Brandt’s gun flew up. He scanned the windows. Not a single bullet hole. And looking closer at her white dress shirt, there was no blood. Another ruse? Rebecca rushed over to help hold up the woman.
“Well, perhaps the first thing I must tell you,” the woman said, “is that my dearest husband appears to still be loyal to the Disciples.”
Retraining his aim, Brandt focused on the husband. “I have no idea what she means, but it isn’t sounding very good for you.”
“He has been poisoning me for weeks,” the woman spat out. “And I believe he gave me the final, fatal dose this morning once we heard you would arrive.”
Brandt might have thought she was faking, except for the fact her skin went gray as she struggled to breath. You couldn’t fake that level of shock. “Rebecca, get away from her.”
“The good news, though?” the woman said, then coughed heavily. “I returned the favor.”
The man’s eyes dilated as his hand went to his stomach. “The tea?” he questioned, then spasmed. “You
bitch
.”
He rushed his wife before Brandt could intervene. He needn’t worry, though. The old woman buried a hidden knife up to the hilt into her husband’s chest.
“For
Her
,” she said as the knife slipped from her hand.
“Damn it,” Brandt rumbled. “I could have interrogated him.”
As the man slumped to the floor, his eyes already glazing over, Rebecca lowered the dying woman to the floor. Brandt signaled Levont to check the man.
“He wouldn’t have told you anything,” the woman said, then spit out blood. “Besides,” she said, smiling to reveal red-streaked teeth, “I’ve wanted to do that for a very long time.”
Damn it. This meeting was so far sideways it was doing doughnuts.
“We’ve got to get out of here,” he said to Rebecca, urging her up.
“There’s no computer or files that I can see,” Levont informed him.
Of course there weren’t.
Brandt had Rebecca halfway up when the woman grabbed her hand. “Please, they are coming, but a moment only.”
* * *
Rebecca knew they needed to get the hell out of there, but she just couldn’t deny the woman’s dying request. Lowering herself back down to the floor, Rebecca cradled Nori’s head.
“Is she as glorious as prophesized?” the woman asked.
Picturing the laughing, giggling little girl, Rebecca was not necessarily lying. “Yes, she is.”
Nori squeezed her hand. “I have nothing else to share with you but my research.”
The woman coughed, moist and wet. It was a disturbing sound. A sound Rebecca had heard back under the caves of Rome. A sound that only ended in death.

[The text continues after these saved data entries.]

PR #228, opened 2026-08-24
Add lean meta plugin

ajreynol:
This defines the compilation from Eunoia to Lean. It is run after the model smt embedded semantics are written to the Eunoia.

This also includes some static configuration files specific to cpc, which may move ownership later.

### DIFF
--- a/plugins/lean_meta/cpc_termination.lean
+++ b/plugins/lean_meta/cpc_termination.lean
@@ -1,0 +1,46 @@
+-- Termination clauses for the programs of the CPC signature.
+--
+-- This is the file --lean-config names when the input is CPC; the format and
+-- what the clauses are for are described in plugins/lean_meta/termination.lean,
+-- which holds the ones for the deep embedding itself.
+
+-- Distinctness of a list of values is decided by walking the list and, at each
+-- element, the rest of it, so the measure is the size of the two lists.
+
+-- $set_is_not_subset $seq_distinct_terms
+termination_by x1 x2 x3 => sizeOf x1 + sizeOf x2
+
+-- $dt_distinct_terms
+termination_by x1 x2 => sizeOf x1 + sizeOf x2
+
+-- $are_distinct_terms_type
+termination_by x1 x2 x3 => sizeOf x1 + sizeOf x2 + 1
+decreasing_by
+  all_goals simp_wf
+  all_goals omega
+
+-- Flattening a regular expression alternates between the tree and a pass over
+-- it, which the flag distinguishes, so the measure counts the tree twice and
+-- breaks the tie with the flag.
+
+-- $re_flatten
+termination_by flag tree => 2 * sizeOf tree + (if flag = Term.Boolean true then 1 else 0)
+decreasing_by
+  all_goals simp_wf
+  all_goals omega
+
+-- Regular expression inclusion descends through four mutually recursive
+-- helpers, so each step is given room by scaling the measure, and the base
+-- case is ordered after the others by the offset.
+
+-- $str_re_includes_lhs_union $str_re_includes_lhs_star $str_re_includes_rhs_inter $str_re_includes_rec
+termination_by a b => 4 * (sizeOf a + sizeOf b)
+decreasing_by
+  all_goals simp_wf
+  all_goals omega
+
+-- $str_re_includes_base_rec
+termination_by a b => 4 * (sizeOf a + sizeOf b) + 1
+decreasing_by
+  all_goals simp_wf
+  all_goals omega
--- a/plugins/lean_meta/lean_meta_checker.lean
+++ b/plugins/lean_meta/lean_meta_checker.lean
@@ -28,14 +28,14 @@ def native_str_substr (s : native_String) (i n : native_Int) : native_String :=
     let start : Nat := Int.toNat i
     let take  : Nat := Int.toNat (min n (len - i))
     (s.drop start).take take
-def native_str_indexof_rec (s t : native_String) (i len fuel : Nat) : native_Int :=
+def native_str_indexof_rec (s t : native_String) (i fuel : Nat) : native_Int :=
   match fuel with
   | 0 => -1
   | fuel + 1 =>
       if native_string_prefix_eq t (s.drop i) then
         Int.ofNat i
       else
-        native_str_indexof_rec s t (i + 1) len fuel
+        native_str_indexof_rec s t (i + 1) fuel
 def native_str_indexof (s t : native_String) (i : native_Int) : native_Int :=
   if i < 0 then
     -1
@@ -44,7 +44,7 @@ def native_str_indexof (s t : native_String) (i : native_Int) : native_Int :=
     let start := Int.toNat i
     let tLen := Int.toNat (native_str_len t)
     if h : start + tLen <= sLen then
-      native_str_indexof_rec s t start tLen (sLen - (start + tLen) + 1)
+      native_str_indexof_rec s t start (sLen - (start + tLen) + 1)
     else
       -1
 
@@ -66,9 +66,11 @@ def native_tcmp (a b : Term) : native_Bool :=
   | Ordering.lt => true
   | _ => false
 
-/- Used for defining hash -/
+/- Used for defining hash. This is intentionally a stub: EO treats hash as an
+   underconstrained oracle, so signatures must not rely on distinct terms
+   receiving distinct values in the executable Lean checker. -/
 def native_thash : Term -> native_Int
-  | _ => 0 -- FIXME
+  | _ => 0
 
 /- Proofs -/
 inductive Proof : Type where
--- a/plugins/lean_meta/lean_meta_checker.lean
+++ b/plugins/lean_meta/lean_meta_checker.lean
@@ -1,0 +1,149 @@
+module
+
+public import $EO_CALC$.LogosTerm
+import all $EO_CALC$.LogosTerm
+public import $EO_CALC$.SmtEval
+import all $EO_CALC$.SmtEval
+
+public section
+
+set_option linter.unusedVariables false
+set_option maxHeartbeats 10000000
+
+namespace Eo
+
+open SmtEval
+
+/- Eunoia literal evaluation defined -/
+
+def native_str_len : native_String -> native_Int
+  | x => Int.ofNat x.length
+def native_str_concat : native_String -> native_String -> native_String
+  | x, y => x ++ y
+def native_str_substr (s : native_String) (i n : native_Int) : native_String :=
+  let len : Int := (native_str_len s)
+  if i < 0 || n <= 0 || i >= len then
+    []
+  else
+    let start : Nat := Int.toNat i
+    let take  : Nat := Int.toNat (min n (len - i))
+    (s.drop start).take take
+def native_str_indexof_rec (s t : native_String) (i len fuel : Nat) : native_Int :=
+  match fuel with
+  | 0 => -1
+  | fuel + 1 =>
+      if native_string_prefix_eq t (s.drop i) then
+        Int.ofNat i
+      else
+        native_str_indexof_rec s t (i + 1) len fuel
+def native_str_indexof (s t : native_String) (i : native_Int) : native_Int :=
+  if i < 0 then
+    -1
+  else
+    let sLen := Int.toNat (native_str_len s)
+    let start := Int.toNat i
+    let tLen := Int.toNat (native_str_len t)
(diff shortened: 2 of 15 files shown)


daniel-larraz (commented):
Reviewed at `9a05f39e` (main merged). `plugins-compile-check` builds clean on the merged head. I read the Lean templates against the SMT-LIB semantics that #227 brings in, since those two now have to agree.

Nice work overall — the separation of the termination clauses into their own file, and the comment explaining why they're Lean text rather than something the plugin derives, is a good call. Findings below, most severe first.

## Correctness

**1. The step-pop case calls a theorem the template never emits** — `plugins/lean_meta/lean_meta_reduce.cpp:1793-1826`

`printStepCase` with `isPop = true` builds `thmName` as `cmd_step_pop_<rule>_properties` and emits a call taking `A root args premises hATrans hATy hPremisesTrans hPremisesTy hResultTy`. But it writes that file from `plugins/lean_meta/lean_meta_rule.lean`, which declares only:

```lean
public theorem cmd_step_$EO_RULE$_properties
    (M : SmtModel) (hM : model_total_typed M)
    (s : CState) (args : CArgList) (premises : CIndexList) :
```

No `pop_` infix, and a different signature. `scope` is the one rule that takes the pop branch, so it generates a reference to a name that doesn't exist. Both branches also write the same `lean_meta_rule_<prule>_gen.lean` path, so the emitted theorem can't vary with `isPop`. Either the template needs a pop variant selected by `isPop`, or the call has to be built without the infix.

**2. `printStepEmptyCase` is entirely commented out** — `lean_meta_reduce.cpp:1836-1847`

The body is dead comments; `out` and `isPop` are unused. `d_rlIncludeStep` / `d_rlIncludeStepPop` therefore get no case for the complementary side of each rule, and the generated match is non-exhaustive.

**3. Leftover debug print duplicates every echo** — `lean_meta_reduce.cpp:1883`

```cpp
std::cout << "ECHO " << msg << std::endl;
```

sits *before* the `lean-meta` branch, so it fires for every echo the plugin doesn't consume. Those return `true`, and `State::echo` (`src/state.cpp:1795`) then prints `msg` a second time. There's no `MetaReducePlugin::echo` override, so `Plugin::echo`'s default `return true` applies.

This is live against the merged signatures — `plugins/model_smt/cpc_defs.eo:2087-2091` has five `(echo "eoc-exclude ...")` commands and `plugins/desugar/eo_desugar.eo:652` has `(echo "include model_smt :deps ...")`. Running lean_meta over them produces eleven lines of doubled output.

**4. String literals are interpolated into Lean unescaped** — `lean_meta_reduce.cpp:338` and `:385`

```cpp
os << "(native_string_lit \"" << css << "\")";
```

`css` comes from `Literal::toString()`, which renders backslashes and non-printables as `\u{5c}`-style codes and leaves `"` untouched (`src/util/string.cpp:197`). Lean 4 accepts neither: an embedded `"` terminates the literal, and `\u{...}` is not Lean escape syntax. `quoteLeanString` already exists and is used for parser op/rule names (`:1464`, `:1530`) — it just isn't applied on these two paths. It would also need a `\u{}` case to be complete.

## Dead code

**5. `isSimple` can never become true** — `lean_meta_reduce.cpp:792-841`

It's initialized `false` and the only two assignments in the block also set it `false`. Consequences, both live now:

- `d_simpleDefProgs` is never populated, so `$LEAN_EO_IS_OBJ_SIMPLE_DEFS$` always expands to nothing.
- `isSimple` is read again at `:864` to route `$eo_to_smt*`, and #227 makes `$eo_to_smt` / `$eo_to_smt_type` real (`plugins/model_smt/defs_reader.cpp:278-300`). Every such definition unconditionally lands in `d_eoIsObjDefs`.

Two further slips in the same block that will bite once the initializer is fixed:

- `:813` tests `e != prog`, but `calls` holds `Kind::PROGRAM_CONST` subterms while `prog` is the `Kind::PROGRAM` body. It should compare against `v`, the way `d_partialDefProgs.insert(v)` at `:850` does.
- `:839` inserts `prog` (the body) into `d_simpleDefProgs`, which `:813` then queries with a `PROGRAM_CONST`. Never matches.

**6. The `$eoo_` overload revert is a no-op** — `lean_meta_reduce.cpp:1226-1232`

It rewrites `cnamek`, but `cname` was derived from it at `:1156` and already printed at `:1224`, and `cnamek` isn't read again in the function. Overloaded constructors keep their mangled `__eoo_...` names.

## Latent / fragility

**7. `d_embedTOpDt[uarity]` can write out of bounds** — `lean_meta_reduce.cpp:1213-1215`

The array is `std::stringstream d_embedTOpDt[4]` (`lean_meta_reduce.h:207`) and `uarity` is `getNumChildren() - 1` of an opaque operator's type, which is unbounded. The guard is `Assert(uarity < 4)`, which compiles out in release — an operator with 4+ index arguments corrupts memory rather than failing. `AlwaysAssert` at minimum.

**8. Unguarded `substr` in the `lean-meta` echo handler, and an off-by-one** — `lean_meta_reduce.cpp:1903-1908`

`progName.substr(10)` throws `std::out_of_range` on a short name, and `fileName[0] = toupper(...)` writes into a possibly-empty string.

The offset also looks wrong. `:858` establishes the `$eo_model` convention, and `cleanSmtId` maps `$` → `__`, so `$eo_model_scope` cleans to `__eo_model_scope` — the prefix is 11 chars. `substr(10)` leaves `_scope`, so `prule == "scope"` never matches and the import becomes `Rules._scope`. Note this whole path is unexercised today: nothing in tree emits a `lean-meta` echo yet, though #226 documented the format at `plugins/trim_defs/trim_defs.cpp:498`. It's also the path finding 1 flows through.

**9. `substr(8)` for the 6-char `$eo.l.` prefix** — `lean_meta_reduce.cpp:819-822`

Linear-pattern programs are named `$eo.l.<n>.<prog>` (`plugins/linear_patterns/linear_patterns.cpp:54`). `substr(8)` assumes a single-digit `n`; at `n >= 10` `rawName` becomes `0.$prog`. Only feeds the `d_partialExc` lookup, which is empty by default, so it's inert today. Finding the 4th `.` would be robust.

**10. Null deref after a compiled-out assert** — `lean_meta_reduce.cpp:363-370`

`getEmbedName` does `Assert(false)` when `isSmtApplyApp` fails, then unconditionally dereferences `oApp[1].getValue()->asLiteral()`. In release that's a null deref rather than a diagnostic.

## Minor

- `native_thash` returns `0` for every term (`lean_meta_checker.lean:75`, marked `FIXME`) — every `eo::hash` collides. Fine as a stub, but worth a note that any signature relying on hash distinctness will silently misbehave.
- `native_binary_extract` (`lean_meta_smt_eval.lean:165`) ignores its `w` and `x1` parameters. That's correct — `smt_defs.eo:845` masks the result to `2^(x1-x2+1)` at the call site — but a one-line comment saying the caller owns the width would save the next reader the trip.
- `native_str_indexof_rec`'s `len` parameter is unused (`lean_meta_checker.lean:26`).

## What I checked and found clean

- **The `native_binary_*` / `native_pi*` encoding.** I initially read the `.toInt` in `native_piand`/`pior`/`pixor` (`lean_meta_smt_eval.lean:92-97`) as a signedness bug, but it isn't: `smt_defs.eo` wraps every use in `mod_total ... (int.pow2 w)`, and `native_mod_total` is Lean's `%` on `Int` (`Int.emod`, always in `[0, |n|)` for a positive modulus), so the signed intermediate is normalized back to the unsigned residue. `w = 0` is guarded by the `native_ite (native_zeq w 0) 0 ...` wrapper. Same story for `binary_not`, `binary_concat`, `binary_uts`, `binary_udiv` — the helpers are deliberately partial in range and the signature owns the masking. `binary_uts` also checks out as the correct unsigned-to-signed reinterpretation.
- **Native op coverage.** I extracted all 129 `$native_apply_N "op"` names used by `model_smt/*.eo` and `desugar/*.eo`, applied `cleanSmtId`'s rewrite table, and confirmed every one resolves to a `native_*` definition in the Lean templates — including `const_id`, which #226 added after this branch was cut (`plugins/desugar/native_embed.eo:146` ↔ `lean_meta_smt_model.lean:112`). No gaps.
- **Template tags.** Every `$TAG$` the C++ substitutes has a matching placeholder in its template, and vice versa.
- **String builtins.** `native_str_substr` and `native_str_indexof` match SMT-LIB on the edge cases I traced — negative index, `n <= 0`, empty needle at `|s|`.

I did not run Lean: the templates reference an `$EO_CALC$` package that isn't in this repo, so findings 1, 2 and 4 are read from the source rather than from a failing elaboration.

---
🤖 Review assisted by [Claude Code](https://claude.com/claude-code)

daniel-larraz (commented):
Re-reviewed at `bc0b7924`. `plugins-compile-check` still builds clean. Thanks — 8 of the 10 findings and all 3 minors are addressed. Two things still open, and one correction of my own to make.

## Correction to my previous review

My off-by-one claim about `progName.substr(10)` was wrong. I inferred an `$eo_model_` prefix from the check at `lean_meta_reduce.cpp:858`, but the actual prefix is `$eo_prog_`, and `cleanId("$eo_prog_")` is exactly 10 characters — the original `substr(10)` was already correct. The missing bounds guard was the real defect, and the new explicit `progPrefix` plus `EO_FATAL` is a better fix than what I described. Sorry for the noise.

## Still open

**1. String literal escaping** — `lean_meta_reduce.cpp:338` and `:385` are unchanged.

Both still emit the literal raw into Lean:

```cpp
os << "(native_string_lit \"" << css << "\")";
```

`css` comes from `Literal::toString()`, which leaves `"` untouched and renders backslashes and non-printables as `\u{5c}`-style codes (`src/util/string.cpp:197`). Lean 4 accepts neither — an embedded quote terminates the literal, and `\u{...}` is not Lean escape syntax. `quoteLeanString` is already there and already used for parser op/rule names at `:1464` and `:1530`; it needs a `\u{}` case added and then applying at these two sites. Any signature or proof carrying such a string currently produces Lean that doesn't parse.

**2. The non-exhaustive `cases r with` is still present.**

Deleting `printStepEmptyCase` removed the dead function, but it emitted nothing to begin with — the generated output is byte-identical before and after. The underlying issue is downstream, in `lean_meta_rule_lemmas.lean`:

- `:40` — `cases r with` / `$EO_RULE_LEMMA_STEP_CASES$`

“You will find it hidden with the people of the Eukaldunak.” Nori squeezed hard, although Rebecca wasn’t so sure she was conscious of it. “You know the place. You must study the monks—”

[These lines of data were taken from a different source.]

PR #229, opened 2026-08-25
Add core Eunoia compiler infrastructure

ajreynol:
This introduces the Eunoia compiler "eoc" which orchestrates the combination of 4 plugins to compile Eunoia to various targets (including Lean).

Further targets for smt2, sygus, desugared eo are forthcoming.

Followup will add further installation, documentation, testing.

Co-Authored-By: GPT 5.6 <noreply@openai.com>

### DIFF
--- a/.gitignore
+++ b/.gitignore
@@ -1,3 +1,6 @@
 build
+build-eoc
+tools/eoc/out
+tools/eoc/__pycache__
 .vscode
 .DS_Store
--- a/CMakeLists.txt
+++ b/CMakeLists.txt
@@ -71,12 +71,9 @@ add_subdirectory(tests)
 # which additionally links them; see plugins/CMakeLists.txt.
 #
 # cpp_compiler is skipped: it is a snapshot from an earlier version of ethos
-# and is known not to compile (see plugins/cpp_compiler/README.md). scratch
-# directories are skipped as well: they hold code fragments kept for reference,
-# which are not standalone translation units.
+# and is known not to compile (see plugins/cpp_compiler/README.md).
 file(GLOB_RECURSE plugins_SRC CONFIGURE_DEPENDS "plugins/*.cpp")
 list(FILTER plugins_SRC EXCLUDE REGEX "/plugins/cpp_compiler/")
-list(FILTER plugins_SRC EXCLUDE REGEX "/scratch/")
 if(plugins_SRC)
   add_library(plugins-compile-check OBJECT EXCLUDE_FROM_ALL ${plugins_SRC})
 else()
--- a/CMakeLists.txt
+++ b/CMakeLists.txt
@@ -60,16 +60,23 @@ add_subdirectory(src)
 add_subdirectory(tests)
 
 # Compile-only check for the experimental extensions in plugins/. Those are
-# not part of ethos and produce nothing here; this target exists so that CI
-# can catch them bitrotting against src/. It is EXCLUDE_FROM_ALL, so an
-# ordinary build never sees it. Build it explicitly with:
+# not part of ethos and produce nothing here; this target exists so that they
+# can be checked for bitrot against src/ from an ordinary build tree. It is
+# EXCLUDE_FROM_ALL, so an ordinary build never sees it. Build it explicitly
+# with:
 #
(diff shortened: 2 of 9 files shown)


daniel-larraz:
Review of the branch. Findings below, most significant first. Line references are against `eoc-main`.

**What checks out:** the CMake refactor — `ethos_configure_target`'s switch from `CMAKE_CURRENT_LIST_DIR` to `CMAKE_CURRENT_SOURCE_DIR` is the right change for a function hoisted into a module (both resolve to `plugins/cpp_compiler` for the existing caller), `ethos_add_core_library` reproduces the previous glob/filter exactly, and `ETHOS_PLUGIN_OUTPUT_DIR` matches the driver's expected `<build-dir>/out/plugins/`. The `LEAN_OUTPUTS` table lines up with every `$EO_CALC$.<Module>` import in the templates except the per-rule one (finding 2).

---

### 1. `defs_blocks` silently drops a block that starts on line 1 — `tools/eoc/driver.py:292`

```python
for block in re.split(r"\n; -- ", self.defs_file.read_text())[1:]:
```

`DefsFile::read` (`plugins/model_smt/defs_reader.cpp:338`) prepends a newline before splitting on the same marker, with the comment *"Prepending a newline lets the same marker recognize a block on line one."* The Python side has no such trick, so for a `--defs` file whose first line is `; -- Sym`, that block's `eoc-exclude` and `depends` directives never reach the desugar/trim-defs stages — while model-smt still honors them, giving the two halves of the compiler different views of the same file. Latent today only because `cpc_defs.eo` happens to open with a comment header.

### 2. Per-rule Lean modules are published one directory level off — `tools/eoc/driver.py:242`

`publish_generated_lean_rule_outputs` writes to `<out>/lean/Rules/`, but `lean_meta_reduce.cpp:1908` emits `import $EO_CALC$.Proofs.Rules.<Name>`, which resolves to `<out>/lean/Proofs/Rules/`. Every other published module's path matches its import exactly, so this one is inconsistent. If the flat output tree is meant to be copied into an existing package layout rather than built as-is, that's worth a comment — but the asymmetry with the other outputs stands either way.

### 3. `--require-proof-of-false` and `--stats` are accepted but inert — `plugins/main_eoc.cpp:219`

Both are swallowed by the generic `opts.setOption` fallthrough in the argument loop, but the corresponding checks and `stats.toString(...)` output from `src/main.cpp:229` were not carried over. `main_eoc` ends with an unconditional `exit(0)`, so a proof that does not end in `false` passes silently and `--stats` prints nothing. Either implement them or reject them explicitly.

### 4. `--plugin.model-smt` without `--defs` bypasses the default defs file — `plugins/main_eoc.cpp:64`

`createPlugin` always calls the two-argument `ModelSmt(s, defsFile)` ctor. With no `--defs`, `defsFile` is empty, so the one-argument ctor's default `getResourcePath("plugins/model_smt/cpc_defs.eo")` is skipped and the run aborts late inside `loadDefs`, rather than either defaulting correctly or failing next to the other option validations at the end of the parse loop.

### 5. `lean --all INPUT rule1` silently ignores the positional targets — `tools/eoc/driver.py:487`

The `if all_targets:` branch never reads `targets`; the whole signature is compiled with no warning that the named rules were ignored.

### 6. The README's `lean` example exits 2 — `tools/eoc/README.md:37`

The documented `lean --defs ... Cpc.eo` invocation has neither `--all` nor a positional target, so `parser.error` fires.

### 7. Inconsistent path handling for file options — `tools/eoc/driver.py:643`

`--defs`, `--lean-config` and `--build-dir` use bare `Path(...)` while `input` goes through `resolve_path_arg`, so `~` is not expanded for the former. Combined with `defs_blocks`' `if ... not self.defs_file.exists(): return []`, a mistyped or unexpanded `--defs` path degrades to silently-empty excludes/depends instead of an error.

### 8. Stale docstring reference — `tools/eoc/driver.py:84`

Points at `tools/eoc/cpc/common.sh`, which is not in the tree.

---

1 and 3 look like the blocking ones; 2 and 4 are close behind. The rest are cleanups.

daniel-larraz (approved):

Rebecca held the woman as another coughing fit claimed her. When it was over, the woman sagged in Rebecca’s arms.
“Nori?” There was no response.
“Here they come,” Levont reported from the door. Brandt helped the point man move a large bookcase in front of the door.

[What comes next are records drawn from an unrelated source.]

PR #230, opened 2026-08-26
Add smt meta plugin

ajreynol:
This gives compilation to smt2 and sygus. 

This PR also updates the CI to check more tests with plugins.

Note this functionality is not on the critical path.

### DIFF
--- a/.github/workflows/main.yml
+++ b/.github/workflows/main.yml
@@ -9,7 +9,9 @@ jobs:
 
     # The experimental extensions in plugins/ are not part of the ethos build
     # and nothing else compiles them, so without this they would silently rot
-    # against src/. A debug build ensures assertions are compiled too.
+    # against src/. A debug build ensures assertions are compiled too. Building
+    # ethos-eoc covers every plugin source outside cpp_compiler/, so it
+    # subsumes the plugins-compile-check target of the top-level build.
     concurrency:
       group: plugins-${{ github.ref }}-${{ github.ref != 'refs/heads/main' || github.run_id }}
       cancel-in-progress: ${{ github.repository != 'cvc5/ethos' || startsWith(github.ref, 'refs/pull/') }}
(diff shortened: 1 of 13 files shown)


daniel-larraz:
Review of `93d584f0`. I built `ethos-eoc` in Debug and ran the vc/sygus/lean/batch pipelines plus cvc5 to confirm these. Eight findings, roughly in severity order.

### 1. `qexp_total` is declared `Int` but axiomatized with Reals — `plugins/smt_meta/smt_meta.smt2:65`

```smt2
(declare-fun qexp_total (Real Int) Int)
(assert (! (forall ((x Real) (y Int))
  (! (= (qexp_total x y) (ite (< y 0) 0.0 (ite (= y 0) 1.0 (* x (qexp_total x (- y 1))))))
  :pattern ((qexp_total x y))))
  :named smtx.qexp_total.def))
```

The body is Real-valued (`0.0`, `1.0`, `(* x ...)` with `x : Real`) while the range is `Int`, so the axiom forces every value to be integral and is contradictory at non-integral bases: `(qexp_total 0.5 1) = (* 0.5 (qexp_total 0.5 0)) = 0.5`, but that term has sort `Int`.

This is a verification hole rather than a crash — a VC that instantiates the pattern at a non-integral base goes `unsat` vacuously and the rule reports "verified" without having been checked. `zexp_total` directly above is consistently `Int`; the range here should be `Real`.

### 2. `char_valid` has no lower bound — `plugins/smt_meta/smt_meta.smt2:56`

```smt2
(define-fun char_valid ((x Int)) Bool (< x 196608))
```

`Char` is `(define-sort Char () Int)`, so negative code points satisfy `char_valid` and are accepted by `$smtx_typeof_value` / `$smtx_value_canonical_bool` as well-typed canonical characters. The Lean model uses `abbrev native_Char := Nat` (`lean_meta_smt_eval.lean:15`) and cannot express those, so a solver can refute a string/char rule VC with `(vsm.Char (- 1))` — a counterexample with no counterpart in the reference semantics. Suggest `(and (<= 0 x) (< x 196608))`.

### 3. Dead prefix test: `$smt_type_` / `$smt_datatype_` do not exist — `plugins/smt_meta/smt_meta_reduce.cpp:439`

```cpp
if (sname.compare(0, 14, "$native_apply_") == 0
    || sname.compare(0, 10, "$smt_type_") == 0
    || sname.compare(0, 14, "$smt_datatype_") == 0)
```

No `$smt_type_*` or `$smt_datatype_*` symbol exists anywhere in the tree. The real names are `$native_type_*` and `$native_datatype`, as used in `meta_reduce_plugin.cpp:117-118` and in the Lean twin at `lean_meta_reduce.cpp:564-565`, which has the correct prefixes.

So the branch is dead for opaque type applications: a term built from `($native_type_0 "UserOp")` (declared at `plugins/desugar/native_embed.eo:17`, used throughout `eo_desugar_native.eo`) skips the embed-name path and falls through to the generic printer, emitting the `?` builtin sentinel — e.g. `(?$native_type_0 (eo.String "Int"))`, which is not valid SMT-LIB.

### 4. Typed non-terminals added twice to `G_eo.Term` — `plugins/smt_meta/smt_meta_sygus.cpp:79`

`finalizeGrammars` appends every entry of `d_grammarTypeAlloc` to the `G_eo.Term` rule list, and then the `d_grefs` loop appends the same non-terminals again for `d_grefs[d_null]`. That loop's `processed` set only dedupes within itself, not against the first loop. In the generated `.sy` all nine `T_*` non-terminals appear twice in `G_eo.Term`, doubling that grammar's branching factor for no benefit. A set shared by both loops would fix it.

### 5. `d_gisFinalized` is never initialized in the constructor — `plugins/smt_meta/smt_meta_sygus.cpp:27`

`SmtMetaSygus::SmtMetaSygus(State& s) : StdPlugin(s) {}` leaves `bool d_gisFinalized` (`smt_meta_sygus.h:115`) indeterminate; it is only assigned in `initializeGrammars`, which is conditional. If `allocateGrammar` runs first, the `Assert(!d_gisFinalized)` at line 112 reads an uninitialized value and can fire spuriously in a Debug build. Worth a `= false` on the member declaration.

### 6. Leftover debug print — `plugins/smt_meta/smt_meta_reduce.cpp:898`

```cpp
std::cout << "ECHO " << msg << std::endl;
```

in `echo()`. Writes stray `ECHO ...` lines to stdout, which corrupts generated output when the plugin prints to stdout.

### 7. `batch --keep-going` does not survive `RuntimeError` — `tools/eoc/driver.py:998`

The loop catches only `subprocess.CalledProcessError`, but `run_vc` raises `RuntimeError` for a rule excluded by the defs file (`driver.py:596`). `--all-rules` pre-filters excluded rules and is unaffected, but `batch --keep-going --rules-file rules.txt` (or explicitly named rules) where one entry is excluded aborts the whole batch — no remaining rule is attempted and no failure summary is printed. Catching `RuntimeError` alongside would restore the intended behaviour.

### 8. `desugar` subcommand silently switched to the VC plugin — `tools/eoc/driver.py:724`

`run_desugar` passes `use_vc_plugin=True`, so the standalone `desugar` subcommand now invokes `--plugin.desugar-vc` instead of `--plugin.desugar`; its `desugar.eo` output changes (VC programs replace `$eo_prog_*`). Every Lean call site was explicitly given `use_vc_plugin=False` to preserve the old behaviour, which makes this one look possibly unintentional. If it is intended, the `### desugar` section at `tools/eoc/README.md:347` should say so.

---

Checked and found OK: the new CI smoke tests (all three output paths exist and are non-empty locally), the paren/nesting accounting in `finalizeProgram` for both the axiom and `define-fun` forms, the curried `FUNCTION_TYPE` encoding in both the pattern matcher and the term printer, forward-declaration and recursion handling, and the generated `.smt2`/`.sy` files parsing and solving under stock cvc5 1.3.4. The `93d584f0` cvc5-discovery change is also fine — `shutil` is imported.

<sub>🤖 Reviewed with [Claude Code](https://claude.com/claude-code)</sub>

daniel-larraz (approved):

Rebecca wiped blood off the woman’s cheek as her breathing turned shallow and rapid.
“Nori?” she whispered.
It was hard to imagine this woman, ashen and weak, was once a Disciple. Aunush’s mother no less. Then again, she did just kill her husband.
“Nori,” Rebecca repeated. “You fought them your whole life. You fought for
her
. You’ve got to give me more so I can protect Vakasa.”